Build an MCP app if...

  • Your tool needs rich interactive UI — product cards, data tables, charts, forms.
  • You want cross-platform compatibility — one build that works on ChatGPT, Claude, Cursor, and more.
  • You are connecting to external APIs for real-time data.
  • You want access to the app directory and ChatGPT's 900M+ users.
  • You are building something you expect to maintain and grow over time.

MCP apps are the strategic investment. They are more capable, more portable, and aligned with where the industry is heading.

How to build an MCP app

Two paths. You can build from scratch with the TypeScript SDK or Python SDK, which gives you full control but requires protocol expertise, server infrastructure, and weeks of development.

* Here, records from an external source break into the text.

PR #35, opened 2018-03-22
Add burn contract

romaric-juniet:
- Add burner contract
- Add tests for burner contract
- Rename truffle.js into truffle-config.js to avoid conflict on windows
- Add vscode config to run smart contract tests


packages/requestNetworkSmartContracts/contracts/test/vendor/KyberMock.sol
```diff
@@ -0,0 +1,51 @@
+pragma solidity 0.4.18;
+
+
+/// @dev From https://github.com/KyberNetwork/smart-contracts/blob/master/contracts/ERC20Interface.sol
+interface ERC20 {
```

Or you can use a visual builder like drio to build the tool visually, connect APIs, design widget responses, and deploy to all MCP clients with one click. That path takes minutes. For a walkthrough, see How to Add MCP Tools to ChatGPT or Build AI Apps Without Code.

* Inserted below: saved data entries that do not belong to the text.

PR #37, opened 2018-03-23
modification after verichain audit

vrolland:
- delete unnecessary check
- optimize bytes computation with assembly

### DIFF
--- a/packages/requestNetworkSmartContracts/contracts/core/RequestCore.sol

What happens to existing Custom GPTs

Custom GPTs are not going away immediately. OpenAI has not announced a deprecation timeline, and millions of GPTs are in active use. But the investment signals are clear — apps are getting the new features, the directory, the partner attention, and the platform support.

If you have a Custom GPT with Actions, the smart move is to plan a migration to MCP. The underlying API logic stays the same — you are wrapping the same endpoints in a different protocol. The benefit is portability and richer UI.

If you have a Custom GPT that is just instructions and knowledge files (no Actions), there is less urgency. Those GPTs do not have an MCP equivalent because they do not call external tools. They might eventually be subsumed into a broader "agent" framework, but for now they work fine as-is.

Takeaways

  • Three generations: Plugin beta (proprietary, never fully launched) to Custom GPTs (proprietary, still active) to MCP Apps (open standard, primary path).
  • MCP is the winner. OpenAI adopting an Anthropic-created open standard is the clearest signal that MCP is the long-term foundation.
  • Apps and Actions are mutually exclusive — you cannot mix them in a single GPT.
  • Custom GPTs still work for simple text-only, ChatGPT-specific experiences. MCP apps are better for everything else.
  • Build for MCP. Whether you use the SDK or a visual builder, MCP apps give you rich UI, cross-platform reach, and future-proof architecture.

Every proprietary platform eventually adopts or gets replaced by an open standard. ChatGPT's tool ecosystem just completed that transition in record time.